● THE TASK
Find the lines in the records that carry the word "once". Copy each one.

◆ ◆ ◆ ◆ ◆

Issue #1395, opened 2026-09-15
bug(parser): `model = NAME` is silently ignored (only `model NAME` is read) — the fit falls back to the file stem with no diagnostic


TeunP:
## Problem

A `.ferx` file names its model with a bare `model NAME` line:

```
model mbma_naproxen

[parameters]
```

`model = mbma_naproxen`, the `KEY = value` spelling every other ferx setting uses, is silently ignored. There is no diagnostic, and the name falls back to the file stem.

## Evidence

- **Parser (read, not run):** `extract_model_name` in `src/parser/model_parser.rs` is `(?m)^\s*model\s+(\w+)`. After `model` it needs whitespace and then a word character, so `model = X` does not match and the name becomes `"Unnamed"`.
- **Downstream:** `set_model_name` (`src/api/run.rs`) replaces `"Unnamed"` with the model file's stem, and ferx-r does the same (`R/internal-fit-format.R`, which also carries a comment calling the engine's `"Unnamed"` a sentinel to remove long-term). So `fit$model_name`, the run summary header (`ferx run summary — …`) and ferx-r's `print`/`summary` show the file name, not the name the user wrote.
- **Measured:** `ferx check --json` reports `"model": "<file stem>"` for `model NAME`, `model = NAME` and no model line alike. The check report never uses the declared name, so it cannot surface the problem either.

## Also worth deciding

1. **The regex is not tied to a position.** It scans the whole file, so a line inside any block that starts with `model <word>` also sets the name.
2. **It is undocumented.** No page under `docs/model-file/` describes `model NAME`, and only 1 of 108 examples uses it (`examples/mbma_naproxen.ferx`). A ferx-r code comment (`R/internal-fit-format.R`) mentions a `[model_name]` block that does not exist.
3. **`check` and `fit` disagree.** The check report uses the file stem, the fit uses the declared name.

## Proposal

- Accept `model = NAME` as well, or reject it with an `E_PARSE` naming the accepted spelling. Rejecting fits #1377's "nothing is silently ignored" rule. Accepting is friendlier and matches every other `KEY = value`.
- Only honour the line before the first `[block]` header.
- Document it (`docs/model-file/` overview) and use the same name in `ferx check --json`'s `model` field.
- ferx-r: drop the `"Unnamed"` sentinel handling once the engine returns `""` or the stem, and fix that `[model_name]` comment. (#4 asked for the empty string and is closed, but the engine still returns `"Unnamed"`.)

[...]

PR #1417, opened 2026-09-17
fix(parser): read `model = NAME` as well as `model NAME`, from the preamble only, and report it from `ferx check` [closes #1395]

hiddevandebeek:
## Why

#1350 row 33 / #1395. A `.ferx` file names its model with `model NAME`; `model = NAME` — the `KEY = value` spelling every other setting uses — was silently ignored. `extract_model_name` was `(?m)^\s*model\s+(\w+)`, which needs whitespace after the keyword, so the name fell back to `Unnamed`, `set_model_name` (and ferx-r) replaced that with the file stem, and nothing said so. `ferx check --json` reported the stem for `model NAME`, `model = NAME` and no `model` line alike, so it could not surface the drop either. Same silent-drop family as #1048 / #1022 / #1377.

Two smaller holes in the same code: the regex scanned the whole file, so the first `model <word>` *anywhere* set the name; and `extract_blocks` skipped every in-block `model ` line in silence.

## What changed

- `parse_model_name` (replaces `extract_model_name`) reads the **preamble only** — the lines before the first `[block]` header. `model NAME`, `model = NAME`, `model=NAME` all name the model. A `model` line whose tail is neither form (`model = two words`, `model my-model`, `model =`, bare `model`) or a second `model` line is a parse error naming the accepted forms, with its line number. A line is a `model` line when its first word is exactly `model`; the rest of the preamble stays ignored, as it has to — `tests/nonmem/covariate_cat*.ferx` open with NONMEM-style `;` prose above their first header.
- `extract_blocks` no longer drops in-block `model ` lines: one inside `[parameters]` is that block's own unrecognised-text rejection (#1377). The `#`/`//` comment stripper the two readers share is one function now.
- `validate_model_file` resolves the report's `model` through the same `set_model_name` the fit entry points use — declared name, else the stem — so `ferx check` and `ferx run` report the same name for the same file. A parse failure keeps the stem (nothing was parsed).
- Documented under `docs/model-file/index.qmd` → *Model name* (the line was undocumented; 1 of 108 examples uses it).

Not changed: the `Unnamed` sentinel. ferx-r's `R/internal-fit-format.R` reads it (and `""`) and carries a comment about a `[model_name]` block that does not exist; retiring both is a ferx-r follow-up, not needed for this fix.

## Alternatives considered

- **Reject `model = NAME` with an `E_PARSE`** (the issue's other option). Accepting is what every other `KEY = value` does, and rejecting would still leave the whole-file scan and the check-report stem in place.
- **Reject all non-comment preamble text.** Would fire on the two in-tree NONMEM-anchor `.ferx` files above; out of scope.

## Cross-repo dependency

## Breaking changes
- [x] None. (A file with a malformed or duplicate preamble `model` line, or a `model X` line inside a block, now fails to parse where it used to be silently mis-named — no in-tree file has one; the 121 `.ferx` files under `examples/`, `tests/`, `docs/` were scanned.) No public-API change.

## Numerical validation
- [x] Not applicable (a label, nothing numerical)

## Performance

## Tests
- [x] Unit tests: `model_name_is_read_in_both_spellings`, `malformed_model_name_line_is_rejected_with_the_accepted_forms`, `a_second_model_name_line_is_rejected`, `a_model_line_inside_a_block_is_that_blocks_line_not_the_name`, `preamble_prose_and_model_prefixed_words_are_not_model_lines` (parser); `the_check_report_carries_the_declared_name_in_either_spelling`, `the_check_report_falls_back_to_the_stem_without_a_declaration`, `a_malformed_model_line_is_a_parse_error_in_the_report` (`api::validation`, temp file whose stem differs from the declared name so the two sources are told apart).
- [x] Regression tests that fail without the fix: the `=` arms of the first test against the old regex; the in-block straddle (`model X` before the header names, after it rejects) against a whole-file scan; the check-report test against the unconditional stem.

- [x] Inline — `docs/model-file/index.qmd` *Model name* shows both spellings.

## Docs
- [x] `docs/model-file/index.qmd` — new *Model name* section

## Checklist
- [x] No `Dual2` path touched

## Docs & examples
- [x] No example execution step needed (parser fix; no new DSL feature — the `model` line existed, one spelling of it was dropped)

## Reviewer hints

- `parse_model_name` and the two-line change in `extract_blocks` (`model ` no longer skipped) are the parser side; `validate_model_file`'s first 20 lines are the report side.
- The "first word is exactly `model`" rule is deliberate: `model:` and `modelled = 3` are preamble prose, not malformed declarations. The test pins both.

## Open questions

None. #1350 row 33 will be flipped ✅ with this PR number once merged.


hiddevandebeek:
## Review — PR #1417 (`model = NAME`, preamble-only, `ferx check` report)

Read every hunk, opened `extract_blocks` / `parse_data_block` / `validate_model_file` / `write_estimates_yaml` for context, ran the seven new tests (green) plus a throwaway probe that appends `model trailing` to the end of ten different blocks to see which block parsers actually reject it. Two findings.

### 1. `src/parser/model_parser.rs:13598` (medium) — a `model NAME` line after a `[data]` block is now dropped *silently*, and named by the stem

The PR's contract is "inside a block the line is that block's line and is parsed, or rejected, as such", and the `[parameters]` straddle test pins that for `[parameters]`. But `parse_data_block` (`src/parser/model_parser.rs:8270`) skips every line that is not `key = value` with a bare `continue`, so it never sees `model NAME`. Probe result, appending `  model trailing` as the last line of each block:

```
[fit_options] / [simulation] / [scaling] / [derived] / [covariates] / [priors] / [error_model] / [individual_parameters]  -> rejected
[data]  -> ACCEPTED, name = "Unnamed"
[odes]  -> ACCEPTED on a `pk` model (block is not read at all), name = "Unnamed"
```

Concrete scenario: a file that ends

```
[data]
  path = warfarin.csv

model warfarin_pk
```

parsed on `main` with `model.name == "warfarin_pk"` (old whole-file regex + the `model ` skip in `extract_blocks`). After this PR the line is handed to `[data]`, `[data]` ignores it, `parse_model_name` sees no preamble line, and the fit / `-fit.yaml` / `ferx check --json` all report the file stem — no diagnostic. That is the exact silent-drop shape #1395 exists to close, just moved from `model = NAME` to `model NAME`-after-`[data]`. (`model = NAME` inside `[data]` was already a `model -> NAME` column mapping before this PR, so that half is pre-existing.)

Two ways out: have `parse_data_block` reject a non-`key = value` line like every other block now does, or keep the `extract_blocks` drop but turn it into an error ("`model NAME` (line N) must be above the first `[block]` header") so a mis-placed declaration cannot be swallowed by whichever block is lenient. The first also closes the `[odes]`-on-a-`pk`-model hole for free, since it is the same class. Either way the PR's "Breaking changes: None" box is not quite right — a previously-valid `model NAME` below the first header now errors in eight blocks and is silently renamed in one.

### 2. `docs/model-file/index.qmd:65`, `CHANGELOG.md:162` (low) — `-fit.yaml` does not carry the model name

Both say the name is what "the `-fit.yaml` header" reports / that `-fit.yaml` "fell back to the file stem". `write_estimates_yaml` (`src/io/output.rs`) writes `model:` → `converged`, `method`, `uses_ode_solver`, … and never `result.model_name`; the only writer of the name is the `ferx run summary — {name}` line. What *does* use the stem is the output **filename** (`{stem}-fit.yaml`, `crates/ferx-cli/src/main.rs:362`), which is stem-derived regardless of any `model` line, and a reader of the new section could reasonably expect `model warfarin_pk` to produce `warfarin_pk-fit.yaml`. Worth naming the actual consumers (`fit$model_name`, the run summary, `ferx check --json`'s `model`) and saying the filename stays the stem.

Everything else I checked holds up: the two header regexes are byte-identical so the preamble boundary cannot drift from `extract_blocks`; `strip_line_comment` sharing is a straight lift; the `set_model_name` reuse in `validate_model_file` is correct and the parse-failure arm keeps the stem as intended; `;`-prose preambles and `modelled = 3` are correctly ignored.

hiddevandebeek:
Addressed both review findings in `4d353034` (then merged `main` in `6a7a5d3d`; changelog conflict was additive).

**Medium — silent drop relocated.** Confirmed: `parse_data_block` `continue`s past non-`key = value` lines, so `model NAME` after `[data]` parsed green and the model took the stem; `[odes]` on a `pk` model likewise. Fix: `extract_blocks` now rejects an exact declaration (`model NAME`, `model = NAME`, `model=NAME`) inside *any* block, named or unnamed, with one message naming the block and the preamble form — uniform instead of eight block-specific errors plus two silent renames. The matcher (`model_name_declaration`) is shared with `parse_model_name` so the two cannot disagree. Only the exact forms are caught: `model = CL * 2` in `[individual_parameters]` is still that block's line, as on `main`. Changelog now names this as a widening reject.

Test: `a_model_declaration_inside_any_block_is_rejected_naming_the_block` leads with the `[data]` and `[odes]` arms; under the mutation that drops the guard the `[data]` arm fails with "expected a parse error, but the model parsed" (verified), where the `[parameters]` arm alone would have reddened on the block's own message and not pinned the finding. Plus `[covariates WT]` for a named block, and a unit test that the matcher rejects `model = CL * 2` / `model = my model` / `modelled = 3` / bare `model`.

**Low — `-fit.yaml`.** Confirmed `write_estimates_yaml` writes no name. Docs and changelog now say the name reaches `fit$model_name`, the `ferx run` summary line, `-fit.json`'s `model_name` and `ferx check --json`, and that output filenames stay the file stem (`model warfarin_pk` in `run3.ferx` still writes `run3-fit.yaml`).

Preflight green (fmt, check matrix, clippy, rustdoc, docs, public-api); `parser::` + `api::` lib tests 1713 passed.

◆ ◆ ◆ ◆ ◆

● RESULT BELOW
- ferx-r: drop the `"Unnamed"` sentinel handling once the engine returns `""` or the stem, and fix that `[model_name]` comment. (#4 asked for the empty string and is closed, but the engine still returns `"Unnamed"`.)
None. #1350 row 33 will be flipped ✅ with this PR number once merged.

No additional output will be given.